■ Task directions:
Word for word, set down every line of the entries below from the line with "It's definitely valid." to the line with "Apologies @gordonwoodhull , I", including both, and no other line.

■ Given information:
PR #1089, opened 2016-01-16
Update License year to 2016

pra85:


gordonwoodhull:
It's definitely valid. I've been considering generating these automatically, actually, which I do on another project.

gordonwoodhull:
Thanks @pra85!

pra85:
Apologies @gordonwoodhull , I closed the PR as I thought it had been abandoned. 

In case you don't want to update license year on a yearly basis, you can switch to an evergreen style `2012-present` (like one used by projects like React - https://github.com/facebook/react/blob/master/LICENSE )

gordonwoodhull:
No, dc.js is not abandoned, although I can never find as much time for it as I'd like.

Huh, I didn't know you could do that, wonder why the evergreen style is not more common. Like it.

gordonwoodhull:
Merging for beta 26. Thanks @pra85!

PR #1233, opened 2016-12-02
Update node dependencies to latest.  Fix styling issues

mtraynham:
Update the node dependencies to latest.  Fix any style issues with JSCS/JSHint bump.


gordonwoodhull:
Thanks @mtraynham! This is very helpful.

I hope the churn from jscs eventually settles down. It creates a lot of noise in the commit history. On the plus side, I'm getting really good at `git blame sha^ -- foo.js` 😉 )

mtraynham:
Ha.  Well, JSCS has now been deprecated in favor of ESLint, so I don't think there will be many more iterations of this :stuck_out_tongue_winking_eye:

gordonwoodhull:
Uh oh, I bet ESLint will complain about a subtly very different set of style quirks. 😱

gordonwoodhull:
Thanks @mtraynham, merged for 2.0!

ialarmedalien:
FYI: I converted the current JSCS and JSHint configs into ESLint using [polyjuice](https://github.com/brenolf/polyjuice), and then linted the current master branch. Some of the results can be fixed automatically, and some could probably be ignored. I [dc-ified the results](https://bl.ocks.org/ialarmedalien/0a4bf25ffc0fb96ae569a20f91957bc1)  (because code linting is much more fun when there are graphs to look at!) and included the eslint config that polyjuice generated.

mtraynham:
@ialarmedalien this is really impressive 👍  That row chart scrolling solution is pretty clever, haha.  Very cool.

gordonwoodhull:
That is very cool. Yeah, really neat way to do a scrolling row chart. A lot of people ask how to do that.

In terms of the content of the errors, I'd mostly be concerned about the variable shadowing and the jsdoc errors - the rest are stylistic. I guess unused variables could indicate a bug too. We've historically had lighter restrictions on the specs, and it's probably not worth worrying about variable shadowing there, because specs are meant to be copied and pasted.

I'd definitely accept a PR with an upgrade to eslint. I would want to coordinate, though, since this is likely to touch every line in the source, and I'm planning the d3v4 upgrade for EOY when things get quiet at work (which will also touch every line, making a merge painful).

gordonwoodhull:
finally moved to eslint - on develop for 3.1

■ Problem solution:
It's definitely valid. I've been considering generating these automatically, actually, which I do on another project.

gordonwoodhull:
Thanks @pra85!

pra85:
Apologies @gordonwoodhull , I closed the PR as I thought it had been abandoned. 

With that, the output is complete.